■ DATA SUPPLIED:
·····

PR #204, opened 2020-03-02
there is no need to limit the results by question category if we limit the subresult already by question id

### LINKED ISSUE #195: Tags not visible when questions are in a subcategory
Hello,
with the most recent StudentQuiz v4.1.1 2020013000 the tags in questions created by students are no longer visible in the StudentQuiz main question page if the question happens to be in a subcategory of the StudentQuiz.

However, when the question is moved from a subcategory to the main StudentQuiz category, tags are visible again. Maybe this is the purpose ?

dionysius:
fixes #195 

@timhunt @HuongNV13 Anyone likes to have a quick review here?

### DIFF
--- a/classes/condition/studentquiz_condition.php
+++ b/classes/condition/studentquiz_condition.php
@@ -23,6 +23,8 @@
 namespace mod_studentquiz\condition;
 defined('MOODLE_INTERNAL') || die();
 
+require_once($CFG->dirroot . '/mod/studentquiz/classes/local/db.php');
+use mod_studentquiz\local\db;
 
 /**
  * This class controls from which category questions are listed.
@@ -78,12 +80,6 @@ class studentquiz_condition extends \core_question\bank\search\condition {
         return $this->isfilteractive;
     }
 
-    protected $istagfilteractive = false;
-
-    public function is_tag_filter_active() {
-        return $this->istagfilteractive;
-    }
-
     protected function init() {
         if ($adddata = $this->filterform->get_data()) {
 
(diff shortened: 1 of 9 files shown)


timhunt:
I think I see two issues with the patch:

1) JOIN {question} q ON ti.tagid = q.id looks like the wrong JOIN condition.

2) This is only a worry that I have not tested, but with this sort of subquery, you need to worry about performance. Some stupid databases will not optimise the query correctly unless you give them some help. E.g. MySQL might evaluate the inner query we are building here for ever questionid in the database, which on a large database could take forever.

However, the query before your patch, with the subquery in the ON, is not best for performance either. In fact, I worry about the whole approach used here. I think you should not try to use get_extra_joins like this at all. Instead do it all in get_required_fields.

(Note, you MUST use place holders to put values into SQL, or you risk SQL injection attacks.)

public function get_required_fields() {
    return array('(
        SELECT COUNT(1)
          FROM {tag} t
          JOIN {tag_instance} ti ON t.id = ti.tagid
         WHERE ti.itemtype = 'question'
           AND ti.itemid = q.id
    ) AS tags', '(
        SELECT COUNT(1)
          FROM {tag} t
          JOIN {tag_instance} ti ON t.id = ti.tagid
         WHERE ti.itemtype = 'question'
           AND ti.itemid = q.id
           AND t.name LIKE :searchtag
    ) AS tagssearchtag');
}

The looks like horrible duplicate code, but I am pretty sure query optimisers will handle this much, much better.

dionysius:
Bad news first: I was almost able to get rid of the left join subquery. But I hit a dead end when I wanted to try to filter the result by the topmost query alias which was constructed as `GROUP_CONCAT(t.name) AS tagarray`. [MySQL doesn't allow aliases to be used in where](https://stackoverflow.com/questions/942571/using-column-alias-in-where-clause-of-mysql-query-produces-an-error). I am unsure about the HAVING one, I can't predict any performance impact on that.

Back to the topic, I was able to get rid of a looot of stuff and I also expect a performance boost by getting rid of separate queries. Basically:
- the tag list is now directly read via DB, so the database can make optimisations
- this way, all the parts which would read the tag list after separately could be removed
- several functions in the *column classes were now unused and so removed as well
- I had to create an additional database driver since `GROUP_CONCAT` is mysql specific.
- still have to test on postgres

Would like to have a rereview :)

timhunt:
Note that Moodle core recently (Moodle 3.8 and above - https://tracker.moodle.org/browse/MDL-66553) added display of question tags in the question bank. This commit: https://github.com/timhunt/moodle/commit/61cc1e64947fc8ef4db79ea99f1b490fad3f2684

So, as soon as we move to Moodle 3.8 being the minimum supported version, that will make this easier. But, I guess we are not in that situation yet.

timhunt:
If you can't refer to the alias tagarray, just put in the expression GROUP_CONCAT(t.name). Databases will spot that it is the same expression, and evaluate it efficiently (I am pretty sure).

PR #206, opened 2020-03-02
Exclude hidden questions in question resultset if the user is not allowed to view them, instead of just not showing them.

### LINKED ISSUE #201: Additional pages not visible if approval of questions is required
We encountered an issue with a StudentQuiz with question approval required. New, unapproved questions filled the first page of the question list. Now students were unable to see any questions, even though there were multiple pages of approved and visible questions. Even the navigation bar for question pages was gone. The problem can be hotfixed by having at least one approved question on the first page, but this behaviour does not seem to be intended. Is it possible to pre-sort the list by visible and invisible items and put the visible ones in front?

dionysius:
Fixes #201 

Fixes also issues with navigation because of that (empty question page).

@HuongNV13 can you review the changes please? You provided that code part initially

Review Notes:
- Changed the "LEFT JOIN" to a "JOIN", so it now limits the Resultset
  - That's why most other parts could be omitted so I removed them as well

### DIFF
--- a/classes/question/bank/sq_hidden_column.php
+++ b/classes/question/bank/sq_hidden_column.php
@@ -63,14 +63,12 @@ class sq_hidden_column extends action_column_base {
      * @param string $rowclasses CSS class names that should be applied to this row of output.
      */
     protected function display_content($question, $rowclasses) {
-        if (has_capability('mod/studentquiz:previewothers', $this->qbank->get_most_specific_context())) {
-            if ($question->sq_hidden) {
-                $url = new \moodle_url($this->qbank->base_url(), ['unhide' => $question->id, 'sesskey' => sesskey()]);
-                $this->print_icon('t/restore', get_string('restore'), $url);
-            } else {
-                $url = new \moodle_url($this->qbank->base_url(), ['hide' => $question->id, 'sesskey' => sesskey()]);
-                $this->print_icon('t/show', get_string('hide'), $url);
-            }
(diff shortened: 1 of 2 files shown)


timhunt:
Comments similar to the one I made of the other pull request apply.

I think that in get_extra_joins you should do something like

```
public function get_extra_joins() {
         return ['sqq' => ' JOIN {studentquiz_question} sqq.questionid = q.id'];
}
```

And then

```
public function get_required_fields() {
        return ['sqq.hidden AS sq_hidden'];
}
```

Oh, I am wrong. That is not quite the right logic. You need to test in the SQL, but only if they don't have the capability. Well, that should be done with

```
public function get_extra_joins() {
         return ['sqq' => ' JOIN {studentquiz_question} sqq.questionid = q.id AND sqq.hidden = 0'];
}
```

Except you need one method with the appropriate if statement to choose  between these to implementations.

(Sorry, this comment is  not very clear, but I hope this is enough of a hint.)

HuongNV13:
For the get_extra_joins() function, I think it's fine to me.

But for the display_content() function at https://github.com/frankkoch/moodle-mod_studentquiz/blob/926ebf9d526fdbce6cf815882588e9f6a989ff96/classes/question/bank/sq_hidden_column.php#L65

The old code with the capabilites checking, if you don't have the capability, the Show/Hide button will not visible. With the new one, the buttons will be visible all the time.

PR #211, opened 2020-03-26
Incorrect comment deletion period helptext

HuongNV13:
Currently, the help text always said that the default value is 10 minutes, even the default setting was changed in the Admin setting


dionysius:
We should do that the moodle way with `$a`: e.g. https://github.com/frankkoch/moodle-mod_studentquiz/blob/master/lang/en/studentquiz.php#L70

PR #239, opened 2020-05-28
Move Atto Toolbar config to admin setting to suppport Atto WordCount feature

HuongNV13:
Currently, the atto toolbar of comment editor was hard coded to allow only a few plugins.
It should be moved to Admin setting, that help us to easily allow which plugins will be shown in the toolbar

Thanks,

·····

All records shown above are to be repeated exactly.

PR #204, opened 2020-03-02
there is no need to limit the results by question category if we limit the subresult already by question id

### LINKED ISSUE #195: Tags not visible when questions are in a subcategory
Hello,
with the most recent StudentQuiz v4.1.1 2020013000 the tags in questions created by students are no longer visible in the StudentQuiz main question page if the question happens to be in a subcategory of the StudentQuiz.

However, when the question is moved from a subcategory to the main StudentQuiz category, tags are visible again. Maybe this is the purpose ?

dionysius:
fixes #195 

@timhunt @HuongNV13 Anyone likes to have a quick review here?

### DIFF
--- a/classes/condition/studentquiz_condition.php
+++ b/classes/condition/studentquiz_condition.php
@@ -23,6 +23,8 @@
 namespace mod_studentquiz\condition;
 defined('MOODLE_INTERNAL') || die();
 
+require_once($CFG->dirroot . '/mod/studentquiz/classes/local/db.php');
+use mod_studentquiz\local\db;
 
 /**
  * This class controls from which category questions are listed.
@@ -78,12 +80,6 @@ class studentquiz_condition extends \core_question\bank\search\condition {
         return $this->isfilteractive;
     }
 
-    protected $istagfilteractive = false;
-
-    public function is_tag_filter_active() {
-        return $this->istagfilteractive;
-    }
-
     protected function init() {
         if ($adddata = $this->filterform->get_data()) {
 
(diff shortened: 1 of 9 files shown)


timhunt:
I think I see two issues with the patch:

1) JOIN {question} q ON ti.tagid = q.id looks like the wrong JOIN condition.

2) This is only a worry that I have not tested, but with this sort of subquery, you need to worry about performance. Some stupid databases will not optimise the query correctly unless you give them some help. E.g. MySQL might evaluate the inner query we are building here for ever questionid in the database, which on a large database could take forever.

However, the query before your patch, with the subquery in the ON, is not best for performance either. In fact, I worry about the whole approach used here. I think you should not try to use get_extra_joins like this at all. Instead do it all in get_required_fields.

(Note, you MUST use place holders to put values into SQL, or you risk SQL injection attacks.)

public function get_required_fields() {
    return array('(
        SELECT COUNT(1)
          FROM {tag} t
          JOIN {tag_instance} ti ON t.id = ti.tagid
         WHERE ti.itemtype = 'question'
           AND ti.itemid = q.id
    ) AS tags', '(
        SELECT COUNT(1)
          FROM {tag} t
          JOIN {tag_instance} ti ON t.id = ti.tagid
         WHERE ti.itemtype = 'question'
           AND ti.itemid = q.id
           AND t.name LIKE :searchtag
    ) AS tagssearchtag');
}

The looks like horrible duplicate code, but I am pretty sure query optimisers will handle this much, much better.

dionysius:
Bad news first: I was almost able to get rid of the left join subquery. But I hit a dead end when I wanted to try to filter the result by the topmost query alias which was constructed as `GROUP_CONCAT(t.name) AS tagarray`. [MySQL doesn't allow aliases to be used in where](https://stackoverflow.com/questions/942571/using-column-alias-in-where-clause-of-mysql-query-produces-an-error). I am unsure about the HAVING one, I can't predict any performance impact on that.

Back to the topic, I was able to get rid of a looot of stuff and I also expect a performance boost by getting rid of separate queries. Basically:
- the tag list is now directly read via DB, so the database can make optimisations
- this way, all the parts which would read the tag list after separately could be removed
- several functions in the *column classes were now unused and so removed as well
- I had to create an additional database driver since `GROUP_CONCAT` is mysql specific.
- still have to test on postgres

Would like to have a rereview :)

timhunt:
Note that Moodle core recently (Moodle 3.8 and above - https://tracker.moodle.org/browse/MDL-66553) added display of question tags in the question bank. This commit: https://github.com/timhunt/moodle/commit/61cc1e64947fc8ef4db79ea99f1b490fad3f2684

So, as soon as we move to Moodle 3.8 being the minimum supported version, that will make this easier. But, I guess we are not in that situation yet.

timhunt:
If you can't refer to the alias tagarray, just put in the expression GROUP_CONCAT(t.name). Databases will spot that it is the same expression, and evaluate it efficiently (I am pretty sure).

PR #206, opened 2020-03-02
Exclude hidden questions in question resultset if the user is not allowed to view them, instead of just not showing them.

### LINKED ISSUE #201: Additional pages not visible if approval of questions is required
We encountered an issue with a StudentQuiz with question approval required. New, unapproved questions filled the first page of the question list. Now students were unable to see any questions, even though there were multiple pages of approved and visible questions. Even the navigation bar for question pages was gone. The problem can be hotfixed by having at least one approved question on the first page, but this behaviour does not seem to be intended. Is it possible to pre-sort the list by visible and invisible items and put the visible ones in front?

dionysius:
Fixes #201 

Fixes also issues with navigation because of that (empty question page).

@HuongNV13 can you review the changes please? You provided that code part initially

Review Notes:
- Changed the "LEFT JOIN" to a "JOIN", so it now limits the Resultset
  - That's why most other parts could be omitted so I removed them as well

### DIFF
--- a/classes/question/bank/sq_hidden_column.php
+++ b/classes/question/bank/sq_hidden_column.php
@@ -63,14 +63,12 @@ class sq_hidden_column extends action_column_base {
      * @param string $rowclasses CSS class names that should be applied to this row of output.
      */
     protected function display_content($question, $rowclasses) {
-        if (has_capability('mod/studentquiz:previewothers', $this->qbank->get_most_specific_context())) {
-            if ($question->sq_hidden) {
-                $url = new \moodle_url($this->qbank->base_url(), ['unhide' => $question->id, 'sesskey' => sesskey()]);
-                $this->print_icon('t/restore', get_string('restore'), $url);
-            } else {
-                $url = new \moodle_url($this->qbank->base_url(), ['hide' => $question->id, 'sesskey' => sesskey()]);
-                $this->print_icon('t/show', get_string('hide'), $url);
-            }
(diff shortened: 1 of 2 files shown)


timhunt:
Comments similar to the one I made of the other pull request apply.

I think that in get_extra_joins you should do something like

```
public function get_extra_joins() {
         return ['sqq' => ' JOIN {studentquiz_question} sqq.questionid = q.id'];
}
```

And then

```
public function get_required_fields() {
        return ['sqq.hidden AS sq_hidden'];
}
```

Oh, I am wrong. That is not quite the right logic. You need to test in the SQL, but only if they don't have the capability. Well, that should be done with

```
public function get_extra_joins() {
         return ['sqq' => ' JOIN {studentquiz_question} sqq.questionid = q.id AND sqq.hidden = 0'];
}
```

Except you need one method with the appropriate if statement to choose  between these to implementations.

(Sorry, this comment is  not very clear, but I hope this is enough of a hint.)

HuongNV13:
For the get_extra_joins() function, I think it's fine to me.

But for the display_content() function at https://github.com/frankkoch/moodle-mod_studentquiz/blob/926ebf9d526fdbce6cf815882588e9f6a989ff96/classes/question/bank/sq_hidden_column.php#L65

The old code with the capabilites checking, if you don't have the capability, the Show/Hide button will not visible. With the new one, the buttons will be visible all the time.

PR #211, opened 2020-03-26
Incorrect comment deletion period helptext

HuongNV13:
Currently, the help text always said that the default value is 10 minutes, even the default setting was changed in the Admin setting


dionysius:
We should do that the moodle way with `$a`: e.g. https://github.com/frankkoch/moodle-mod_studentquiz/blob/master/lang/en/studentquiz.php#L70

PR #239, opened 2020-05-28
Move Atto Toolbar config to admin setting to suppport Atto WordCount feature

HuongNV13:
Currently, the atto toolbar of comment editor was hard coded to allow only a few plugins.
It should be moved to Admin setting, that help us to easily allow which plugins will be shown in the toolbar

Thanks,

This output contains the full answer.